Today I don't even want to talk about the lobbyists who purchase laws favorable to their clients.

No, I want to look at some personal choices ordinary people make in their lives and ponder whether they can be trusted to make better choices when electing Representatives to U.S. government offices.

The fact that smoking causes lung cancer became public in  the 1920's by scientists in Germany.  Here in the U.S.,  in 1964 (the year I started smoking cigarettes,) the Surgeon General declared a link between cancer and smoking. It took twenty years before an aggressive effort began to discourage smoking in this country and even longer in some European countries..  Yet today people of voting age continue to smoke and  I doubt if any of them can say they are not aware of the facts that smoking has a deleterious impact on the users health.  Why should I believe that the personal choice to ruin ones health for momentary satisfaction can give rise to good choices in picking politicians?

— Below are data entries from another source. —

PR #4252, opened 2025-03-11
Added Czech localization

sliziky:
Added Czech localization in `cs-cz` file as discussed in here [#4249](https://github.com/microsoft-search/pnp-modern-search/discussions/4249)


sliziky:
You're right, somehow missed that. Will do :)

wobba:
Thank you!

Issue #4254, opened 2025-03-12
Tokens CurrentHourUTC, CurrentMinuteUTC and CurrentSecondUTC returning 1 digit values results in no search results


EMaarten:
**Version used**
4.16.0

**Describe the bug**
The tokens CurrentHourUTC, CurrentMinuteUTC and CurrentSecondUTC can return 1 digit values depending on the time. This results in a search query returning no results. The tokens should return 2 digit values so leading zeros should be added when needed. 

For the tokens CurrentDateUTC and CurrentMonthUTC 1 digit values don't seem to be a problem.

**To Reproduce**
Detailed steps to reproduce the behavior:
1. Add a search results web part
2. Select SharePoint a data source
3. Configure the search query e.g. Created<="2025-03-12T08:07:06Z"
4. Click the button to apply the search query
5. Check the search results (items are returned)
6. Now change the search query to  _Created<="2025-3-12T{CurrentDateUTC}:{CurrentMinuteUTC}:{CurrentSecondUTC}Z"_
7. Click the button to apply the search query
8. Make sure the query gets executed when the current date, current minute or current second is in the range 0-9
9. Check the search results (no items are returned)
10. Manually change the search query to the current time but with leading zeros
11. Click the button to apply the search query
12. Check the search results (items are returned)

**Expected behavior**
The tokens CurrentDateUTC, CurrentMinuteUTC and CurrentSecondUTC should return 2 digit values, so leading zeros should be added when needed. This way the search query keeps returning search results.

**Screenshots**

**Desktop (please complete the following information):**
 - Browser Chrome

![Image](https://github.com/user-attachments/assets/0da38e26-33bf-45e6-b61f-3b3aff93a957)

![Image](https://github.com/user-attachments/assets/c5e36348-82a2-4649-8860-d7ada47f7c20)

![Image](https://github.com/user-attachments/assets/8d8e82df-83b6-42f2-b439-abfe5ac17b7f)

![Image](https://github.com/user-attachments/assets/518df38b-77ca-4e24-b7af-24399c068b72)

**Additional context**
-

EMaarten:
There might be customer implementations based on the current format so maybe one could add an optional format parameter to the tokens?  This way one can search for the current tokens but also perform a search for the tokens with the new format parameter based on multiple regular expressions in the "replaceDateTokens" method in the TokenService? 

@wobba what would you advise?

wobba:
I'd say we add new tokens.

[...]

PR #4309, opened 2025-04-12
Adding new date tokens respecting 2 digits for issue #4254

diabhoil:
Added new tokens for the date replacement which will respect a leading zero for numbers < 10.

Referring to issue #4254


wobba:
@diabhoil any way you think looks good is ok :)

PR #4313, opened 2025-04-14
Add localized strings for mgt-person-card and its sub-components

patrikhellgren:
Resolves #1714 which also has the discussion about this.

Also update MGT to the latest version to handle the latest localization strings.


wobba:
Thank you!

PR #4317, opened 2025-04-15
Add compatibility matrix for extensibility projects

a1mery:
The idea behind this pull request is to list for all PnP Modern Search release, the SPFx version it uses so it is easier to know which version to use when developing extensibility projects (easier than looking directly at the source code).


wobba:
Wow...awesome work!

PR #4363, opened 2025-05-15
Update templating.md - fixing html error

Lschockaert:
Small typo in the html structure of the getAttachments helper.

The closing html tag containts href while the element is an '< a >'


wobba:
Thank you!

PR #4373, opened 2025-05-22
ensure extensions are always loaded

robi26:
When a custom data source is configured, the following error may occur: ``Cannot read properties of undefined (reading 'serviceKey').``
This error happens because the render method is called before the loadExtension has finished / is called. When attempting to load the data source in the render method, the source cannot be found:
```typescript 
// SearchResultsWebPart.ts:2108
const source = this.availableDataSourceDefinitions.find(definition => definition.key === dataSourceKey);
serviceKey = source.serviceKey; // << error happens here
```
This pull request ensures that the data source is available and extensions are loaded before attempting to access the serviceKey.


wobba:
Thank you!

Issue #4377, opened 2025-05-27
Search Results / Verticals webparts are not working in Viva Connections (Teams App)


VictorRomanov1986:
**Version used**
Ex: 4.16

**Describe the bug**
Search Results / Verticals webparts are not working in Viva Connections (Teams App) when user open it for the first time
![Image](https://github.com/user-attachments/assets/1a74dcef-198c-4b24-afa7-46be31d98328)

It happens when user type the text in Search box on top of Teams 
![Image](https://github.com/user-attachments/assets/ccc0d93c-9dcf-453a-9e08-73d977816529)

If user will click on Refresh button - webpart start to work

**To Reproduce**
Detailed steps to reproduce the behavior:
1. Go to 'Microsoft Teams App'
2. Click on 'Viva Connections' app that is configured with SharePoint home page
3. Type in search box any text, hit Enter

**Expected behavior**
PnP Search Results webparts loaded correctly

kasperbolarsen:
I am not sure we support that scenario, @wobba @patrikhellgren , any thoughts?

wobba:
@VictorRomanov1986 can you retest with a build from the dev branch?

VictorRomanov1986:
@wobba One bug I guess still exist - 
<img width="1213" height="545" alt="Image" src="https://github.com/user-attachments/assets/8fbf464e-2d05-4215-9614-f8289c674c42" />
The placeholder section is still on the page, despite data has been already loaded. No matter what I tried. This is our custom template 
<img width="823" height="436" alt="Image" src="https://github.com/user-attachments/assets/45689ba3-d9a3-472a-9ee4-c467c635ec21" />

Interesting thing, that built-in templates use different values for id`s
<img width="544" height="586" alt="Image" src="https://github.com/user-attachments/assets/5e09ff02-c4f3-4a06-b59d-f3e6fd46d7cd" />

VictorRomanov1986:
@wobba Any updates regarding my last comments?

PR #4391, opened 2025-06-02
Fix for #4377. +Reducing bundle size

VictorRomanov1986:
Fix for [#4377](https://github.com/VictorRomanov1986/pnp-modern-search/issues/4377).
Reducing bundle size by importing individual components instead of the whole package


wobba:
Can you validate the size change of doing this? Webpack has tree shaking so direct imports should not be needed since a long time ago.

wobba:
Wow.. I would have thought webpack did better than this.

PR #4497, opened 2025-10-23
Fix Microsoft Search filtering

patrikhellgren:
Fixes an issue when using filtering with Microsoft Search causing a ```'n is not a function'``` error.


wobba:
Thank you!

PR #4515, opened 2025-11-03
Download selected list items #4498

kasperbolarsen:
This PR makes it possible to export the values of selected items/rows in the Details List to a CSV file
Added feature, updated loc files and documentation

### DIFF
--- a/search-parts/src/components/DownloadSelectedItemsButtonComponent.tsx
+++ b/search-parts/src/components/DownloadSelectedItemsButtonComponent.tsx
@@ -79,28 +79,16 @@ export class DownloadSelectedItemsButtonComponent extends React.Component<IExpor
           return null;
         }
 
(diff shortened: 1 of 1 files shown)


search-parts/src/components/DownloadSelectedItemsButtonComponent.tsx
```diff
@@ -57,15 +64,56 @@ export class DownloadSelectedItemsButtonComponent extends React.Component<IExpor
...
+              disabled={
+                this.state.exporting ||
+                !requiredPropertiesAvailable
+              }
+              onClick={this._downloadSelectedItems}
+              theme={this.props.themeVariant as ITheme}
+            />
+          );
+        }
+
```
wobba: Seems the two if's can be refactored as there's a lot of shared code. Iconprops only which is different?

PR #4532, opened 2025-11-17
Enhance SharePoint Search Data Source with Preview Functionality

kasperbolarsen:
- Added methods to generate AutoPreviewUrl and AutoPreviewImageUrl for items in SharePointSearchDataSource.
- Implemented checks for online domains and M365 sources to validate preview URLs.
- Updated the getItemsPreview method to enhance item properties with preview information based on configured template slots.
- Modified default_cards.html and CardsLayout.ts to utilize new slots for SiteTitle and SPWebURL.
- Refactored SearchResultsContainer to call the new getItemsPreview method from the data source.
- Removed redundant preview logic from SearchResultsContainer.


estruyf:
One thing to note, @kasperbolarsen @wobba: this is a breaking change for customers using the extensibility model to implement their own data sources. I had a customer report that the images were no longer working on their results. While investigating it, I saw it was related to this, where Data Sources now have to implement their own image logic. Understandably, but as it was a minor release, they didn't expect any issues with the update.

How about the choice to over-eat to the point of Morbid obesity, and it is a choice.  Of that I have no doubt.

Or the fellow, or gal for that matter, who chooses to spend the weekly rent money or family grocery money in the local tavern or opium den.  What do you think of their history of making good choices.

The driver who chooses to drive drunk,  the rapist, the pedophile, the robber, murderer etc. etc.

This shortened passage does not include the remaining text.